RECORDS SHOWN —
##############################
Issue #5, opened 2025-09-18
Priority: Ember Framework Upgrade (3.12 → Modern Version)


swahlquist:
## Problem Statement

Current Ember 3.12 (September 2019) is causing significant development friction:
- **5+ years of technical debt** blocking modern development
- **Node.js compatibility issues** requiring Docker isolation
- **Deprecated Bower dependencies** with security vulnerabilities
- **Poor local development experience** with frequent hanging/crashes

## Business Impact

- **Reduced Developer Velocity**: Legacy tooling slows development 25-40%
- **Security Risk**: Outdated dependencies with known vulnerabilities  
- **Maintenance Overhead**: 50%+ time spent on compatibility issues
- **Recruitment Challenges**: Difficult to find developers familiar with old versions

## Proposed Solution

**Incremental Upgrade Path:**
```
Ember 3.12 → 3.28 (LTS) → 4.12 (LTS) → 5.x (Latest)
```

### Phase 1: 3.12 → 3.28 (2 weeks)
- Minimal breaking changes
- Security patches
- Better Node.js support

### Phase 2: 3.28 → 4.12 (4 weeks)  
- Modern JavaScript features
- Performance improvements
- Node.js 18 support

### Phase 3: 4.12 → 5.x (6 weeks)
- Latest features
- Complete NPM transition
- Future-proof architecture

## Current State

- **Branch**: `fix/ci-pipeline-test` contains JavaScript namespace fixes
- **Documentation**: Comprehensive upgrade research in `.ai/docs/EMBER_UPGRADE_RESEARCH.md`
- **Local Development**: Currently requires Docker due to version constraints

## Resources Required

- **Timeline**: ~3.75 months for full upgrade
- **Skills**: Ember expertise, modern JavaScript, testing
- **Testing**: Comprehensive validation at each phase

## Acceptance Criteria

- [ ] Local development works without Docker constraints
- [ ] Modern Node.js/NPM compatibility (18+)
- [ ] All existing functionality preserved
- [ ] Improved build times and developer experience
- [ ] Security vulnerabilities resolved

## Next Steps

1. **Create upgrade branch**: `upgrade/ember-modernization`
2. **Audit current dependencies** and breaking changes
3. **Set up comprehensive testing** strategy
4. **Begin Phase 1**: Upgrade to Ember 3.28 LTS

## Context

[...]

PR #469, opened 2026-06-23
Traci/styling/styling updates

traciday:
🏠 Supervisor home redesign · Ember 4.12 migration · preference-aware board routing
Overview
This PR delivers a redesigned supervisor home dashboard, completes the Ember 3.28 → 4.12 migration, and makes board navigation honor each user's view-style preference, plus a handful of focused UI refinements.

ℹ️ Scope note: this long-lived styling branch has merged staging back in many times, so a lot of earlier work (the create-board redesign, the guided-tour system, the board-detail responsive overhaul, and the server-side security hardening) already shipped through staging and is intentionally not re-listed here. Everything below is what's genuinely new vs staging.

✨ Supervisor dashboard / home redesign (headline)
A role-aware home for supervisors, supporters, and admins — cards, hierarchy, and tiles instead of a flat list.

New cards in authenticated-view.hbs: Rooms (md-card--rooms, tiles → organization.room), Communicators Need Attention (md-card--attention, flagged supervisees with avatar + status pill), and My Organizations reworked from a single click-through button into per-org tiles (role · rooms · plan).
Layout engine — dashboard_sections.js: adds rooms + attention sections, a new communicatorsNeedingAttention() helper + ATTENTION_STATUS_IDS, a supervisor-specific default order, full-width packing for Boards/Caseload/Rooms/Attention/Org, and a corrected hasOrgManagement (supporters alone no longer trigger the Org card).
Header/data — authenticated-view.js: computes role label (Admin/Manager/Supervisor), naturally-sorted rooms (Intl.Collator), first-4 + overflow, and the attention/orgs lists.
New Dashboard::GlowAvatar (glow-avatar.js): samples a communicator's avatar, extracts a saturation-weighted representative color, and emits --avatar-glow-* CSS vars for a soft per-user glow (with a safe fallback for cross-origin-tainted images).
Backend support — lib/json_api/user.rb: new org_status_for(user) derives no-home-board vs tree-deciduous, now emitted in the supervisor branch so it survives the /supervisees refetch that fires for 10+ communicators (otherwise the largest caseloads silently emptied the Attention card). app.js registers the derived no-home-board status.
Responsive SCSS cascade at ≤1024 / 768 / 640 / 460 px + prefers-reduced-motion; 6 new optimized PNG card/tile art assets.
⬆️ Ember 4.12 migration (mechanical, no behavior change)
ember-data / ember-source → ~4.12, eslint-plugin-ember 11.x, swapped to ember-template-lint (drives the large package-lock.json churn).
23 Ember-Data models migrated DS.* → @ember-data/model RFC-395 imports — verified import-only, no logic changes.
New .eslintrc.js pinning the 11.x ruleset for this classic (non-Octane) app — Octane-architecture rules off, real-bug/deprecation rules kept as warnings.
Deprecation fixes: transitionToRoute → router.transitionTo, component mouseEnter hook → didInsertElement DOM listener, and highlight-outlet switched off the Ember-4-rejected object-first (action obj "name") form to bound function wrappers.
🧭 Preference-aware board navigation
New board_view.js → board_view_route(user): opens board-detail (modern) by default, board-alt (classic) only when preferences.board_view_style === 'classic'.
Routed 5 entry points through it: the catch-all board route, board-icon & board-preview overlays, the dashboard board strip (goToBoard), and the org default-home-board link. Board creation/import flows intentionally stay on board-detail (edit flow needs it).
📐 board-detail: short-screen scrolling
Extended the existing square-collapse rule to https://github.com/media (max-width: 1024px), (max-height: 700px) so wide-but-short windows keep square buttons and scroll

vertically — preserving the original tight button gaps instead of cramming/stretching the grid.
🎨 Create-board refinements
AI-mode intro checklist (replaces the AI subtitle), paint color labels with an aria-live selected-color readout, and preview chips that respect the user's text-position so they match the live grid.
📝 Record-note modal restyle
Converted the "New Note" modal from legacy Bootstrap (form-horizontal / col-sm-) to the modern md- modal system — same functionality (topic, status, text/video toggle), new look.
🌐 i18n
~43 new en keys (dashboard/supervisor, create-board, import/export) regenerated across 13 locales.

Triaged all 8 adversarial findings against the code:

Fixed (3):

https://github.com/lingolinq/LingoLinq-AAC/pull/7 room-count pluralization → now uses i18n.t('n_rooms', "room", {count}).
https://github.com/lingolinq/LingoLinq-AAC/pull/8 glow onload now guards against stale/torn-down callbacks.
https://github.com/lingolinq/LingoLinq-AAC/pull/6 added a CSS.supports('color', …) check before applying a custom paint color (note: it was already .trim()d, and the primary control is , but this hardens the hand-typed hex field).
False positives (4):

https://github.com/lingolinq/LingoLinq-AAC/pull/2 (CSS injection) — the interpolated values are all numeric: rgb is hslToRgb() → Math.round ints (0–255), strong/soft are .toFixed(3). Output is always rgba(,,,); hostile pixels change only the numbers, no CSS syntax is injectable.
https://github.com/lingolinq/LingoLinq-AAC/issues/5 (img.src XSS) — assigning a URL to .src never executes javascript:/data: as script; an  isn't a navigation context. Not a sink.
https://github.com/lingolinq/LingoLinq-AAC/pull/4 (observer before attach) — didInsertElement also calls _applyGlow() after attach, so the glow renders on initial paint; the observer only handles later src changes.
https://github.com/lingolinq/LingoLinq-AAC/pull/3 (org_status tenant scope) — the endpoint scopes by user.supervisees (the existing supervision authz), and org_status_for only reflects each supervisee's own home-board/org state, which the supervisor is already entitled to. No cross-tenant exposure.
https://github.com/lingolinq/LingoLinq-AAC/pull/1 (feature flag) — accepting as-is: the flag policy primarily protects communicator-facing AAC speak surfaces or features we want to gate behind a purchased product; this is the supervisor home (clinicians/parents) and the cards extend an already-established surface rather than introducing a new gated feature.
##############################
PROBLEM TO SOLVE —
Return every record above exactly, line by line.

SOLVED PROBLEM —
Issue #5, opened 2025-09-18
Priority: Ember Framework Upgrade (3.12 → Modern Version)


swahlquist:
## Problem Statement

Current Ember 3.12 (September 2019) is causing significant development friction:
- **5+ years of technical debt** blocking modern development
- **Node.js compatibility issues** requiring Docker isolation
- **Deprecated Bower dependencies** with security vulnerabilities
- **Poor local development experience** with frequent hanging/crashes

## Business Impact

- **Reduced Developer Velocity**: Legacy tooling slows development 25-40%
- **Security Risk**: Outdated dependencies with known vulnerabilities  
- **Maintenance Overhead**: 50%+ time spent on compatibility issues
- **Recruitment Challenges**: Difficult to find developers familiar with old versions

## Proposed Solution

**Incremental Upgrade Path:**
```
Ember 3.12 → 3.28 (LTS) → 4.12 (LTS) → 5.x (Latest)
```

### Phase 1: 3.12 → 3.28 (2 weeks)
- Minimal breaking changes
- Security patches
- Better Node.js support

### Phase 2: 3.28 → 4.12 (4 weeks)  
- Modern JavaScript features
- Performance improvements
- Node.js 18 support

### Phase 3: 4.12 → 5.x (6 weeks)
- Latest features
- Complete NPM transition
- Future-proof architecture

## Current State

- **Branch**: `fix/ci-pipeline-test` contains JavaScript namespace fixes
- **Documentation**: Comprehensive upgrade research in `.ai/docs/EMBER_UPGRADE_RESEARCH.md`
- **Local Development**: Currently requires Docker due to version constraints

## Resources Required

- **Timeline**: ~3.75 months for full upgrade
- **Skills**: Ember expertise, modern JavaScript, testing
- **Testing**: Comprehensive validation at each phase

## Acceptance Criteria

- [ ] Local development works without Docker constraints
- [ ] Modern Node.js/NPM compatibility (18+)
- [ ] All existing functionality preserved
- [ ] Improved build times and developer experience
- [ ] Security vulnerabilities resolved

## Next Steps

1. **Create upgrade branch**: `upgrade/ember-modernization`
2. **Audit current dependencies** and breaking changes
3. **Set up comprehensive testing** strategy
4. **Begin Phase 1**: Upgrade to Ember 3.28 LTS

## Context

[...]

PR #469, opened 2026-06-23
Traci/styling/styling updates

traciday:
🏠 Supervisor home redesign · Ember 4.12 migration · preference-aware board routing
Overview
This PR delivers a redesigned supervisor home dashboard, completes the Ember 3.28 → 4.12 migration, and makes board navigation honor each user's view-style preference, plus a handful of focused UI refinements.

ℹ️ Scope note: this long-lived styling branch has merged staging back in many times, so a lot of earlier work (the create-board redesign, the guided-tour system, the board-detail responsive overhaul, and the server-side security hardening) already shipped through staging and is intentionally not re-listed here. Everything below is what's genuinely new vs staging.

✨ Supervisor dashboard / home redesign (headline)
A role-aware home for supervisors, supporters, and admins — cards, hierarchy, and tiles instead of a flat list.

New cards in authenticated-view.hbs: Rooms (md-card--rooms, tiles → organization.room), Communicators Need Attention (md-card--attention, flagged supervisees with avatar + status pill), and My Organizations reworked from a single click-through button into per-org tiles (role · rooms · plan).
Layout engine — dashboard_sections.js: adds rooms + attention sections, a new communicatorsNeedingAttention() helper + ATTENTION_STATUS_IDS, a supervisor-specific default order, full-width packing for Boards/Caseload/Rooms/Attention/Org, and a corrected hasOrgManagement (supporters alone no longer trigger the Org card).
Header/data — authenticated-view.js: computes role label (Admin/Manager/Supervisor), naturally-sorted rooms (Intl.Collator), first-4 + overflow, and the attention/orgs lists.
New Dashboard::GlowAvatar (glow-avatar.js): samples a communicator's avatar, extracts a saturation-weighted representative color, and emits --avatar-glow-* CSS vars for a soft per-user glow (with a safe fallback for cross-origin-tainted images).
Backend support — lib/json_api/user.rb: new org_status_for(user) derives no-home-board vs tree-deciduous, now emitted in the supervisor branch so it survives the /supervisees refetch that fires for 10+ communicators (otherwise the largest caseloads silently emptied the Attention card). app.js registers the derived no-home-board status.
Responsive SCSS cascade at ≤1024 / 768 / 640 / 460 px + prefers-reduced-motion; 6 new optimized PNG card/tile art assets.
⬆️ Ember 4.12 migration (mechanical, no behavior change)
ember-data / ember-source → ~4.12, eslint-plugin-ember 11.x, swapped to ember-template-lint (drives the large package-lock.json churn).
23 Ember-Data models migrated DS.* → @ember-data/model RFC-395 imports — verified import-only, no logic changes.
New .eslintrc.js pinning the 11.x ruleset for this classic (non-Octane) app — Octane-architecture rules off, real-bug/deprecation rules kept as warnings.
Deprecation fixes: transitionToRoute → router.transitionTo, component mouseEnter hook → didInsertElement DOM listener, and highlight-outlet switched off the Ember-4-rejected object-first (action obj "name") form to bound function wrappers.
🧭 Preference-aware board navigation
New board_view.js → board_view_route(user): opens board-detail (modern) by default, board-alt (classic) only when preferences.board_view_style === 'classic'.
Routed 5 entry points through it: the catch-all board route, board-icon & board-preview overlays, the dashboard board strip (goToBoard), and the org default-home-board link. Board creation/import flows intentionally stay on board-detail (edit flow needs it).
📐 board-detail: short-screen scrolling
Extended the existing square-collapse rule to https://github.com/media (max-width: 1024px), (max-height: 700px) so wide-but-short windows keep square buttons and scroll

vertically — preserving the original tight button gaps instead of cramming/stretching the grid.
🎨 Create-board refinements
AI-mode intro checklist (replaces the AI subtitle), paint color labels with an aria-live selected-color readout, and preview chips that respect the user's text-position so they match the live grid.
📝 Record-note modal restyle
Converted the "New Note" modal from legacy Bootstrap (form-horizontal / col-sm-) to the modern md- modal system — same functionality (topic, status, text/video toggle), new look.
🌐 i18n
~43 new en keys (dashboard/supervisor, create-board, import/export) regenerated across 13 locales.

Triaged all 8 adversarial findings against the code:

Fixed (3):

https://github.com/lingolinq/LingoLinq-AAC/pull/7 room-count pluralization → now uses i18n.t('n_rooms', "room", {count}).
https://github.com/lingolinq/LingoLinq-AAC/pull/8 glow onload now guards against stale/torn-down callbacks.
https://github.com/lingolinq/LingoLinq-AAC/pull/6 added a CSS.supports('color', …) check before applying a custom paint color (note: it was already .trim()d, and the primary control is , but this hardens the hand-typed hex field).
False positives (4):

https://github.com/lingolinq/LingoLinq-AAC/pull/2 (CSS injection) — the interpolated values are all numeric: rgb is hslToRgb() → Math.round ints (0–255), strong/soft are .toFixed(3). Output is always rgba(,,,); hostile pixels change only the numbers, no CSS syntax is injectable.
https://github.com/lingolinq/LingoLinq-AAC/issues/5 (img.src XSS) — assigning a URL to .src never executes javascript:/data: as script; an  isn't a navigation context. Not a sink.
https://github.com/lingolinq/LingoLinq-AAC/pull/4 (observer before attach) — didInsertElement also calls _applyGlow() after attach, so the glow renders on initial paint; the observer only handles later src changes.
https://github.com/lingolinq/LingoLinq-AAC/pull/3 (org_status tenant scope) — the endpoint scopes by user.supervisees (the existing supervision authz), and org_status_for only reflects each supervisee's own home-board/org state, which the supervisor is already entitled to. No cross-tenant exposure.
https://github.com/lingolinq/LingoLinq-AAC/pull/1 (feature flag) — accepting as-is: the flag policy primarily protects communicator-facing AAC speak surfaces or features we want to gate behind a purchased product; this is the supervisor home (clinicians/parents) and the cards extend an already-established surface rather than introducing a new gated feature.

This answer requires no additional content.